_WHAT IS EXPECTED:_ From the entries, copy every line that carries the string "expressions".

<<<<

PR #587, opened 2021-12-20
[TEP-0096] Add Proposal for V1 Features

lbernick:
This commit proposes which features should be in scope and out of scope
for Pipelines v1 based on the four scoping themes introduced in the previous commit:
documentation, production readiness, stability, and feature completeness.
It also marks this TEP as implementable.

Co-authored-by: Jerop Kipruto jerop@google.com @jerop 

/kind tep


teps/0096-pipelines-v1-api.md
```diff
@@ -174,11 +182,110 @@ V1 work should prioritize stabilizing existing beta features that support the [u
...
+#### Behavior flags
+
+Existing feature flags can be found [here](https://github.com/tektoncd/pipeline/blob/main/config/config-feature-flags.yaml).
+The deprecation of the "disable-home-env-overwrite" and "disable-working-directory-overwrite" feature flags has already [been announced](https://github.com/tektoncd/pipeline/blob/main/docs/deprecations.md#deprecation-table). 
+
+| Flag                                          | Current Default | Proposed State                                       |
+| --------------------------------------------- | --------------- | -----------------------------------------------------|
+| disable-affinity-assistant                    | false           | default to true                                      |
+| disable-home-env-overwrite                    | true            | flag removed, home env overwrite feature disabled    |
+| disable-working-directory-overwrite           | true            | flag removed, working dir overwrite feature disabled |
```
jerop, line 259: @sbwsg are you still planning to remove these flags next month?

teps/0096-pipelines-v1-api.md
```diff
@@ -174,11 +182,110 @@ V1 work should prioritize stabilizing existing beta features that support the [u
...
+| disable-creds-init                            | false           | no change                                            |
+| running-in-environment-with-injected-sidecars | true            | no change                                            |
+| require-git-ssh-secret-known-hosts            | false           | no change                                            |
+| enable-tekton-oci-bundles                     | false           | collapsed under enable-api-fields                    |
+| enable-custom-tasks                           | false           | collapsed under enable-api-fields                    |
+| enable-api-fields                             | stable          | default to stable, "beta" option added               |
+| scope-when-expressions-to-task                | false           | feature stabilized and flag removed                  |
```
jerop, line 266: planning to remove this flag in 03/22

jerop (commented):
thanks @lbernick! 

left some clarifications and questions

teps/0096-pipelines-v1-api.md
```diff
@@ -174,11 +182,110 @@ V1 work should prioritize stabilizing existing beta features that support the [u
...
+
+#### CRD Stability Levels
+
+- The Task, TaskRun, Pipeline, and PipelineRun CRDs should be stabilized.
+- Because Custom Task is mission critical to our extensibility use case, Run should be upgraded to beta stability.
+  - See [Custom Tasks Beta](https://github.com/tektoncd/pipeline/issues/4313) for more information on work required to upgrade Custom Tasks to beta.
+- Keep the ClusterTask CRD at beta stability.
+  - ClusterTask functionality will likely be replaced by [remote resolution](./0060-remote-resource-resolution.md), but there's no plan
+  to replace this functionality at a beta level of stability before releasing a V1 API.
+  - We will decide whether to stabilize or remove ClusterTask pending community feedback on ClusterTask and remote resolution.
```
vdemeester, line 222: ClusterTask are Task with a cluster scope. If Task are "stabilized", so are ClusterTask if we want to keep supporting them. The main question is do we want to deprecate them or not (and thus include them or not in `v1`).

teps/0096-pipelines-v1-api.md
```diff
@@ -174,11 +182,110 @@ V1 work should prioritize stabilizing existing beta features that support the [u
...
+  - See [Handling parameter interpolation in fields not designed for it](https://github.com/tektoncd/pipeline/issues/1530) for more details.
+
+#### Deprecations
+
+- Deprecate `PipelineRun.Timeout` and upgrade `PipelineRun.Timeouts` to beta.
+- Deprecate `Pipeline.Tasks[].Conditions`. Conditions have been replaced by when expressions, which are already in beta.
+- Because PipelineResources are deprecated, remove the `Resources` fields of `Task`, `TaskRun`, `Pipeline`, and `PipelineRun`.
+    - We will proceed with [TEP-0074: Deprecate PipelineResources](https://github.com/tektoncd/community/blob/main/teps/0074-deprecate-pipelineresources.md)
+    independently of Pipelines V1, and merging this TEP as implementable isn't a V1 blocker.
+    However, we should still provide PipelineResource users with a migration path to the V1 API.
```
vdemeester, line 247: I am not sure I understand this.

teps/0096-pipelines-v1-api.md
```diff
@@ -174,11 +182,110 @@ V1 work should prioritize stabilizing existing beta features that support the [u
...
+| disable-working-directory-overwrite           | true            | flag removed, working dir overwrite feature disabled |
+| disable-creds-init                            | false           | no change                                            |
+| running-in-environment-with-injected-sidecars | true            | no change                                            |
+| require-git-ssh-secret-known-hosts            | false           | no change                                            |
+| enable-tekton-oci-bundles                     | false           | collapsed under enable-api-fields                    |
+| enable-custom-tasks                           | false           | collapsed under enable-api-fields                    |
+| enable-api-fields                             | stable          | default to stable, "beta" option added               |
+| scope-when-expressions-to-task                | false           | feature stabilized and flag removed                  |
+
+We may want to consider standardizing the naming of feature flags (for example, renaming "disable-foo" flags to "enable-foo").
```
vdemeester, line 268: Usually we may want to use disable and enable to determine if the user has to opt-out or opt-in. I don't really have any problem with having feature flag that start with enable and some with disable

teps/0096-pipelines-v1-api.md
```diff
@@ -174,11 +182,107 @@ V1 work should prioritize stabilizing existing beta features that support the [u
...
+#### API Changes
+
+- Implement [TEP-0094: Improve Task Resources UX](https://github.com/tektoncd/community/pull/588).
+- Fix [pain points](https://github.com/tektoncd/pipeline/issues/3792) associated with TaskRun and PipelineRun Status.
+- Consider replacing any Task or Pipeline fields that should support parameterization with Strings and performing our own validation.
+  - See [Handling parameter interpolation in fields not designed for it](https://github.com/tektoncd/pipeline/issues/1530) for more details.
+
+#### Deprecations
+
+- Deprecate `PipelineRun.Timeout` and upgrade `PipelineRun.Timeouts` to beta.
```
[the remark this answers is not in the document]
lbernick: thanks Jerop! added a link here.

teps/0096-pipelines-v1-api.md
```diff
@@ -174,11 +182,110 @@ V1 work should prioritize stabilizing existing beta features that support the [u
...
+- the interfaces of the images built by Tekton pipelines
+
+This policy should be updated to include Tekton metrics as part of the API. No other changes are proposed.
 
 ## Features Included
+### Documentation
+
+- Update the compatibility policy to reflect this TEP.
+- Provide a migration guide from v1beta1 API to v1 API.
+- Track documentation updates elsewhere (in a spreadsheet, milestone, or similar).
```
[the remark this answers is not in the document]
lbernick: sorry-- I just meant "not in this TEP", not "let's not use Github issues"

teps/0096-pipelines-v1-api.md
```diff
@@ -174,11 +182,110 @@ V1 work should prioritize stabilizing existing beta features that support the [u
...
+### Production Readiness
+
+- Implement [TEP-0036: Start measuring performance](https://github.com/tektoncd/community/blob/main/teps/0036-start-measuring-tekton-pipelines-performance.md).
+- Implement [TEP-0073: Simplify metrics](https://github.com/tektoncd/community/blob/main/teps/0073-simplify-metrics.md).
+  - [TEP-0006: Tekton metrics](./0006-tekton-metrics.md) is out of scope because it discusses adding more granular metrics. More granular metrics may be added later.
+- Ensure metrics are accurate and mark all metrics as "alpha" or "stable". 
+
+### Stability
+
+- Track bug fixes and small backwards incompatible changes elsewhere (in a spreadsheet, milestone, or similar).
```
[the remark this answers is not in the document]
lbernick: same comment as above

teps/0096-pipelines-v1-api.md
```diff
@@ -174,11 +182,110 @@ V1 work should prioritize stabilizing existing beta features that support the [u
...
+- Implement conversion webhook for v1beta1 objects.
+
+#### CRD Stability Levels
+
+- The Task, TaskRun, Pipeline, and PipelineRun CRDs should be stabilized.
+- Because Custom Task is mission critical to our extensibility use case, Run should be upgraded to beta stability.
+  - See [Custom Tasks Beta](https://github.com/tektoncd/pipeline/issues/4313) for more information on work required to upgrade Custom Tasks to beta.
```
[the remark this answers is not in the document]
lbernick: I don't think we should rush `Run` through beta for the purposes of having everything at `v1`; however, it does feel weird to release a `v1` API where not everything is at `v1` stability. What do you think?

teps/0096-pipelines-v1-api.md
lbernick: fair enough! I'll remove this

teps/0096-pipelines-v1-api.md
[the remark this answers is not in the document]
vdemeester: Yeah I am not suggesting to rush `Run` through beta 😛 more doing `v1` when it's ready but with a clear set of things we want that would help us know where to focus on.

teps/0096-pipelines-v1-api.md
lbernick: Based on discussion at yesterday's API WG, we aren't sure whether remote resolution will replace ClusterTask. I will work with @sbwsg and the community to figure this out. Because we're unsure of the state of ClusterTask, I don't want to propose stabilizing it. We can leave it at beta stability and leave this decision to after the v1 release, or I can update this TEP to reflect that a decision has not yet been made but will be made before v1.

teps/0096-pipelines-v1-api.md
lbernick: This was also discussed at yesterday's API WG. Right now, we aren't sure how many users are using PipelineResources, and what kind of replacement would allow them a migration path to v1. We decided to avoid descoping TEP-0074, as the requirements to mark this TEP as implementable should still be part of the deprecation of PipelineResources, but the requirements are a large chunk of work to accomplish before releasing a v1 API. I will likely send out a survey to try to understand better what a "migration path" would look like, and can update the TEP to reflect that this hasn't yet been decided.

teps/0096-pipelines-v1-api.md
vdemeester: My point was more except from the scope, there is no feature specific to `ClusterTask`, so if we feel `Task` are stable and `v1` worthy, the only question we need to answer is if we want to have `Task` with `Cluster` scope or not. I think we are on the same page, it's just the wording that I find a bit confusing 😝

teps/0096-pipelines-v1-api.md
vdemeester: 👌🏼

teps/0096-pipelines-v1-api.md
lbernick: Updated to link to issue on clusterTasks and note that this is still under discussion.

teps/0096-pipelines-v1-api.md
lbernick: Updated to note that this is still under discussion.

lbernick:
@vdemeester I updated the TEP to reflect the two main questions that are still under discussion:
- whether to stabilize or deprecate ClusterTask
- what a migration path from pipelineResources looks like

I'm hoping we can merge this PR and then update the TEP with the decisions when they are made. Do you have concerns about this? I can mark it as "proposed" if we aren't ready to move to "implementable" yet.

dibyom:
> I can mark it as "proposed" if we aren't ready to move to "implementable" yet.

Sounds good to me!

vdemeester:
Agreeing with @dibyom, sounds good to me 😉

vdemeester (approved):

teps/0096-pipelines-v1-api.md
```diff
@@ -174,11 +182,106 @@ V1 work should prioritize stabilizing existing beta features that support the [u
...
+No features identified as V1 blockers that are not necessary for stability or production readiness.
 
 ## Future Work (Out of Scope for V1)
 
+- Supply chain security features
+- Support for manual approval or pause and resume in Pipelines
+  - This would be supported by the [wait CustomTask](https://github.com/tektoncd/experimental/tree/main/wait-task) or another experimental CustomTask.
+- Native notification support, as proposed in [TEP-0032: Notifications](https://github.com/tektoncd/community/blob/main/teps/0032-tekton-notifications.md)
+- Dynamically generated TaskRuns within a PipelineRun, as proposed in [TEP-0090: Matrix](https://github.com/tektoncd/community/blob/main/teps/0090-matrix.md)
+- Stabilizing CustomTasks
```
afrittoli, line 277: Does this refer to specific custom tasks from the experimental repos or the ability to run custom tasks in a pipeline (which is currently alpha)?

teps/0096-pipelines-v1-api.md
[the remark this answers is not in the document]
lbernick: I think in this case we should just stick with Run @ beta being a V1 blocker. I've updated the "future work" section to make this more clear.

teps/0096-pipelines-v1-api.md
lbernick: Updated to make this more clear. The v1 proposal is to bring Run to beta, and bringing Run to stable or creating stability guarantees for individual CustomTasks is out of scope.

teps/0096-pipelines-v1-api.md
```diff
@@ -174,11 +182,107 @@ V1 work should prioritize stabilizing existing beta features that support the [u
...
+- Ensure metrics are accurate and mark all metrics as "alpha" or "stable". 
+
+### Stability
+
+- Track bug fixes and small backwards incompatible changes outside of this TEP (e.g. in a Github project or milestones).
+- Implement conversion webhook for v1beta1 objects.
+
+#### CRD Stability Levels
+
+- The Task, TaskRun, Pipeline, and PipelineRun CRDs should be stabilized.
```
dibyom, line 216: What does stabilized mean here?

dibyom (approved):

teps/0096-pipelines-v1-api.md
lbernick: updated to "moved to "stable" stability level"

jerop (approved):
thanks @lbernick!

teps/0096-pipelines-v1-api.md
```diff
@@ -174,11 +182,106 @@ V1 work should prioritize stabilizing existing beta features that support the [u
...
+No features identified as V1 blockers that are not necessary for stability or production readiness.
 
 ## Future Work (Out of Scope for V1)
 
+- Supply chain security features
+- Support for manual approval or pause and resume in Pipelines
+  - This would be supported by the [wait CustomTask](https://github.com/tektoncd/experimental/tree/main/wait-task) or another experimental CustomTask.
+- Native notification support, as proposed in [TEP-0032: Notifications](https://github.com/tektoncd/community/blob/main/teps/0032-tekton-notifications.md)
+- Dynamically generated TaskRuns within a PipelineRun, as proposed in [TEP-0090: Matrix](https://github.com/tektoncd/community/blob/main/teps/0090-matrix.md)
+- Stabilizing the Run CRD
```
afrittoli, line 276: This means from beta to stable, right?

teps/0096-pipelines-v1-api.md
```diff
@@ -174,11 +182,106 @@ V1 work should prioritize stabilizing existing beta features that support the [u
...
+- Improving stability guarantees of individual CustomTasks
```
afrittoli, line 277: Does this refer to the custom task controllers in tektoncd/experimental?

teps/0096-pipelines-v1-api.md
```diff
@@ -174,11 +182,106 @@ V1 work should prioritize stabilizing existing beta features that support the [u
...
+
+- Fix [pain points](https://github.com/tektoncd/pipeline/issues/3792) associated with TaskRun and PipelineRun Status.
+- Consider replacing any Task or Pipeline fields that should support parameterization with Strings and performing our own validation.
+  - See [Handling parameter interpolation in fields not designed for it](https://github.com/tektoncd/pipeline/issues/1530) for more details.
+
+#### Deprecations
+
+- Deprecate `PipelineRun.Timeout` and [upgrade `PipelineRun.Timeouts` to beta](https://github.com/tektoncd/pipeline/issues/4460).
+- Remove `Pipeline.Tasks[].Conditions`. Conditions have been replaced by when expressions, which are already in beta.
+- Because PipelineResources are deprecated, remove the `Resources` fields of `Task`, `TaskRun`, `Pipeline`, and `PipelineRun`.
```
afrittoli, line 244: They won't be available in `v1` but they will be available in `v1beta` still?
I think it makes sense, we'll have to define what the behaviour will be like when the default stored version is `v1` but we still serve the `v1beta`... but it doesn't have to be defined in here.
/cc @sbwsg @vdemeester

teps/0096-pipelines-v1-api.md
```diff
@@ -174,11 +182,106 @@ V1 work should prioritize stabilizing existing beta features that support the [u
...
+    - [Still under discussion]: Additional community feedback is needed to determine the minimum V1 requirements that will make it usable for PipelineResource users. We should provide PipelineResource users with a migration path to the V1 API, which may include blocking on features proposed in [TEP-0074: Deprecate PipelineResources](https://github.com/tektoncd/community/blob/main/teps/0074-deprecate-pipelineresources.md).
```
afrittoli, line 245: TEP-0044 is a very large and somewhat contentious topic :( 

I agree that users input would be very valuable - thanks for starting the mailing list thread about this.
I hope we're able to identify a minimalistic set of things we need to do for `v1` and cover any extra requirements afterwards.

teps/0096-pipelines-v1-api.md
```diff
@@ -174,11 +182,106 @@ V1 work should prioritize stabilizing existing beta features that support the [u
...
+| enable-custom-tasks                           | false           | collapsed under enable-api-fields                    |
+| enable-api-fields                             | stable          | default to stable, "beta" option added               |
+
+### Feature Completeness
+
+No features identified as V1 blockers that are not necessary for stability or production readiness.
 
 ## Future Work (Out of Scope for V1)
 
+- Supply chain security features
```
afrittoli, line 271: Do you have links to specific TEPs for this one perhaps?

afrittoli (commented):
Thanks @lbernick , great work on this!
I have a few minor comments, but nothing blocking really.

/approve

teps/0096-pipelines-v1-api.md
lbernick: yup! updated the text to make this clear

teps/0096-pipelines-v1-api.md
lbernick: yes, updated the text to make this clear. this is arguably out of scope for pipelines not just for v1

teps/0096-pipelines-v1-api.md
lbernick: That's right. I think our compatibility policy already covers this. We'll have to support v1beta1 for 9 months after releasing v1. (Also allowed by our compatibility policy) we could remove `Resources` in v1beta1 9 months after announcing their deprecation.

afrittoli: Yeah, I was thinking about how to technically support that rather then the policy. When a user submits a `v1beta` resource, it will be stored as `v1` - because we can only store one version.

So either we just the `v1` incompatible parts, but then I would argue it doesn't make sense to serve `v1beta`. Alternatively we store the `v1beta` only parts somewhere (annotations or so) and reconstruct the `v1beta` resource when it's requested.

We had this discussion when we introduced `v1beta`, but I don't remember what was the conclusion (if there was one) @vdemeester @sbwsg

lbernick: I see, thanks for bringing this up. I'll have to look into the best way to do this.

vdemeester: @afrittoli note that it doesn't necessarily need to be stored as `v1`. We can have a period of time where the stored version is `v1beta1` but we publish `v1` as well.

/cc @sbwsg on the annotation mechanisms, I am a bit rusty too on this.

teps/0096-pipelines-v1-api.md
```diff
@@ -174,11 +182,106 @@ V1 work should prioritize stabilizing existing beta features that support the [u
...
+are not present in this table, as their deprecation has already [been announced](https://github.com/tektoncd/pipeline/blob/main/docs/deprecations.md#deprecation-table).
+
+| Flag                                          | Current Default | Proposed State                                       |
+| --------------------------------------------- | --------------- | -----------------------------------------------------|
+| disable-affinity-assistant                    | false           | default to true                                      |
+| disable-creds-init                            | false           | no change                                            |
+| running-in-environment-with-injected-sidecars | true            | no change                                            |
+| require-git-ssh-secret-known-hosts            | false           | no change                                            |
+| enable-tekton-oci-bundles                     | false           | collapsed under enable-api-fields                    |
+| enable-custom-tasks                           | false           | collapsed under enable-api-fields                    |
```
vdemeester, line 262: Two questions here:
- Did we mark those as deprecated ?
- Do we want to have OCI bundles stable for v1 ? (my take would be **yes**)

lbernick: Great point, I think this was an oversight on my part that we haven't made any communications yet on these feature flags. I wasn't thinking of this as a "deprecation" since the features are still around.

As for stabilizing OCI bundles, @sbwsg can you weigh in here? It sounds like they won't have to change much for remote resolution. I don't have a good sense on how well they are working right now.

teps/0096-pipelines-v1-api.md
sbwsg: We serialize the `Finally` section of a `v1beta1` Pipeline into an annotation if a client requests the `v1alpha1` version. When a client submits a `v1alpha1` version of a Pipeline with that annotation present the process reverses and the `v1beta1` object is recreated with the `Finally` section in-tact: https://github.com/tektoncd/pipeline/blob/7a0a988cafaa64ff3e08969fa66f8521638d9b52/pkg/apis/pipeline/v1alpha1/pipeline_conversion.go#L142-L177

We don't do this for any other `v1beta1`-only fields. So, for example, when a `v1alpha1` client requests a `v1beta1` Pipeline with When Expressions, we simply drop them on the floor. If that client then re-applies the `v1alpha1` version the stored `v1beta1` version will be updated and the `when` expressions will be gone.

For a while we were [working on an approach](https://github.com/tektoncd/pipeline/pull/3854) where we take the entire `v1beta1` object and serialize it into an annotation when clients request `v1alpha1`, but it proved to be a complex and imperfect workaround.

teps/0096-pipelines-v1-api.md
lbernick: Ok, it sounds like we don't have a strong sense yet of how OCI bundles and remote resolution will work together. I think since remote resolution isn't a V1 blocker, we should also not make stabilizing OCI bundles a v1 blocker. Thoughts?

(FYI @jerop @pritidesai since we discussed this in our v1 meeting today)

vdemeester: Note that there is two things here : 
- Marking the oci bundle "spec" as stable (how to create an oci bundle, …).
- Marking the use of oci bundle as stable.

teps/0096-pipelines-v1-api.md
lbernick: I think this discussion is great and also a bigger conversation than this specific PR, so I've opened tektoncd/pipeline#4546 to discuss further.

teps/0096-pipelines-v1-api.md
lbernick: Discussed offline; the [Tekton OCI bundle contract](https://github.com/tektoncd/pipeline/blob/main/docs/tekton-bundle-contracts.md) is a separate API and out of scope for discussions of the Pipelines API. Marking the use of OCI bundle as stable will have to wait for more answers on remote resolution, so I've added it to the PR as out of scope for V1.

In terms of communicating with users about flag changes, is there a certain length of time we need to wait here? My plan is to collapse these flags only in the v1 API (not in v1beta1), and the features aren't going away, so I'm not sure there is a waiting period required by our compatibility policy.

I also updated the flags section to indicate the stability levels required to enable the OCI bundle and custom tasks features.

sbwsg: Late follow-up - Here's a first draft of the oci bundles resolver for remote resolution: https://github.com/tektoncd/resolution/tree/main/bundleresolver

>>>>

_SOLUTION TO THE EXERCISE:_
+| scope-when-expressions-to-task                | false           | feature stabilized and flag removed                  |
+- Deprecate `Pipeline.Tasks[].Conditions`. Conditions have been replaced by when expressions, which are already in beta.
+| scope-when-expressions-to-task                | false           | feature stabilized and flag removed                  |
+- Remove `Pipeline.Tasks[].Conditions`. Conditions have been replaced by when expressions, which are already in beta.
We don't do this for any other `v1beta1`-only fields. So, for example, when a `v1alpha1` client requests a `v1beta1` Pipeline with When Expressions, we simply drop them on the floor. If that client then re-applies the `v1alpha1` version the stored `v1beta1` version will be updated and the `when` expressions will be gone.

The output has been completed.